## The data:

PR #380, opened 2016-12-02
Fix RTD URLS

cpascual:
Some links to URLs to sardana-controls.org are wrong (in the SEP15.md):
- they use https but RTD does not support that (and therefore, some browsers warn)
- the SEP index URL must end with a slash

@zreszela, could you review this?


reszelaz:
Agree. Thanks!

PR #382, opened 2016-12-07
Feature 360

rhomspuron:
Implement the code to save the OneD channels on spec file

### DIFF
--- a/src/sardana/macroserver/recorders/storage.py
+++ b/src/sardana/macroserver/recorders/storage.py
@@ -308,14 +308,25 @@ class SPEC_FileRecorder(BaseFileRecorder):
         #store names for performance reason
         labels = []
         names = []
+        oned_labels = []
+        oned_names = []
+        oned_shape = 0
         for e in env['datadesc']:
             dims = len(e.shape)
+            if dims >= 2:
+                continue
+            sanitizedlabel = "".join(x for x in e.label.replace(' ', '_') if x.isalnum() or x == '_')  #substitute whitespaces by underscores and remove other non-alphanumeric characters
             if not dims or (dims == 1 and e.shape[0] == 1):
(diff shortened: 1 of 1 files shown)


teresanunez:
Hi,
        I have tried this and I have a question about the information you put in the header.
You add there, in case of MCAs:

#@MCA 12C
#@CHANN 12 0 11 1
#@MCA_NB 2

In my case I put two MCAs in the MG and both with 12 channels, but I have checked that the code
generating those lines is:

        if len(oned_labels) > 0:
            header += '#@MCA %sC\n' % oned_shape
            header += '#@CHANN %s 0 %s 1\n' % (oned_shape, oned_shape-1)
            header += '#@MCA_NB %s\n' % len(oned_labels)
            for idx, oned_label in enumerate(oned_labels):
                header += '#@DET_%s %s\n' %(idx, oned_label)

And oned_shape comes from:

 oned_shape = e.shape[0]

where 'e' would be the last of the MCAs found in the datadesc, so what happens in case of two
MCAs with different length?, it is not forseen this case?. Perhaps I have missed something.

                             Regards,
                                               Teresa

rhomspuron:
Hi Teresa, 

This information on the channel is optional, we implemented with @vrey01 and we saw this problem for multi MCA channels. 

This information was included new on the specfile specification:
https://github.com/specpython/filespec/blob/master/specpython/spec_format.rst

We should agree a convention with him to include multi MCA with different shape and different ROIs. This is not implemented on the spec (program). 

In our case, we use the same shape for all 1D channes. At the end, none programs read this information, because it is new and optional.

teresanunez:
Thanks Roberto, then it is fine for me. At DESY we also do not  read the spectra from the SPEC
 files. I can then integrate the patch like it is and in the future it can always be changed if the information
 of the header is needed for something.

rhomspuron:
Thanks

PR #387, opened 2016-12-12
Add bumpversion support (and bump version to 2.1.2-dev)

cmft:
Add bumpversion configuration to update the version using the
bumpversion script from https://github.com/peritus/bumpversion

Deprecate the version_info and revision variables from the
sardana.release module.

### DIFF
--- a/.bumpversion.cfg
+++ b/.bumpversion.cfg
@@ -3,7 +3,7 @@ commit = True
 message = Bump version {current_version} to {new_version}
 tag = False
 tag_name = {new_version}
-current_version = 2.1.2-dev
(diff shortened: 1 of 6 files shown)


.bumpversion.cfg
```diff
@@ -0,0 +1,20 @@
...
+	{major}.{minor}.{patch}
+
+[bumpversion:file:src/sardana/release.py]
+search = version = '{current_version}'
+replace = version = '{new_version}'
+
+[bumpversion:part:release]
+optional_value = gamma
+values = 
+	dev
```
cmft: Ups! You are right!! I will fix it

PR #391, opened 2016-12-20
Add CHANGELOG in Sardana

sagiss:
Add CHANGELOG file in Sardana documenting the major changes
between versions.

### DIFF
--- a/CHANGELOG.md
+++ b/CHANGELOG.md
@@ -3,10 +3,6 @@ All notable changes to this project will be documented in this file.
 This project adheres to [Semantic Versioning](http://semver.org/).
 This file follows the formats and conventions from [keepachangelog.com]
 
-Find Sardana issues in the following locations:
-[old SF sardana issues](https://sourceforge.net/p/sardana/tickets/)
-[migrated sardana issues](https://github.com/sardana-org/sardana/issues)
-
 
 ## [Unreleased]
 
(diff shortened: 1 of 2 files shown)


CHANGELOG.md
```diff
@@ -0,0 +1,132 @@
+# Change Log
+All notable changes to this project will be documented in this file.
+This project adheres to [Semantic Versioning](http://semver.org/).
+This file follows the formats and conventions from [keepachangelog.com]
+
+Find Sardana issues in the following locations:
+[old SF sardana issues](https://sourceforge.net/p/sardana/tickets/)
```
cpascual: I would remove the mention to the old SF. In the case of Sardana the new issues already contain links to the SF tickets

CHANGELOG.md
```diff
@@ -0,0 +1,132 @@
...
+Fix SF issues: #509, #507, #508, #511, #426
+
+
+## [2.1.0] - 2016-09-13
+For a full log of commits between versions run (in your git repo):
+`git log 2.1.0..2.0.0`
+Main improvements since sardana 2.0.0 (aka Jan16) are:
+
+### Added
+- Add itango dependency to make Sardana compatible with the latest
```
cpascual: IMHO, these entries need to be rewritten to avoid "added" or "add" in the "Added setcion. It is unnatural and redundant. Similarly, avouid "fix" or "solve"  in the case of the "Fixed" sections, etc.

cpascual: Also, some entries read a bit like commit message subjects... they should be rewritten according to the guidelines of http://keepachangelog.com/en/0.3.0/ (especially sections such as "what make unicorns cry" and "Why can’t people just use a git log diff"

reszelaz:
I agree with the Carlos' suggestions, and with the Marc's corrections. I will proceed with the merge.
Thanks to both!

## What is needed:
Above this task is a listing. Restate, word for word and with nothing added, the lines from the one with "oned_names = []" through the one with "And oned_shape comes".

## Response area:
+        oned_names = []
+        oned_shape = 0
         for e in env['datadesc']:
             dims = len(e.shape)
+            if dims >= 2:
+                continue
+            sanitizedlabel = "".join(x for x in e.label.replace(' ', '_') if x.isalnum() or x == '_')  #substitute whitespaces by underscores and remove other non-alphanumeric characters
             if not dims or (dims == 1 and e.shape[0] == 1):
(diff shortened: 1 of 1 files shown)


teresanunez:
Hi,
        I have tried this and I have a question about the information you put in the header.
You add there, in case of MCAs:

#@MCA 12C
#@CHANN 12 0 11 1
#@MCA_NB 2

In my case I put two MCAs in the MG and both with 12 channels, but I have checked that the code
generating those lines is:

        if len(oned_labels) > 0:
            header += '#@MCA %sC\n' % oned_shape
            header += '#@CHANN %s 0 %s 1\n' % (oned_shape, oned_shape-1)
            header += '#@MCA_NB %s\n' % len(oned_labels)
            for idx, oned_label in enumerate(oned_labels):
                header += '#@DET_%s %s\n' %(idx, oned_label)

And oned_shape comes from:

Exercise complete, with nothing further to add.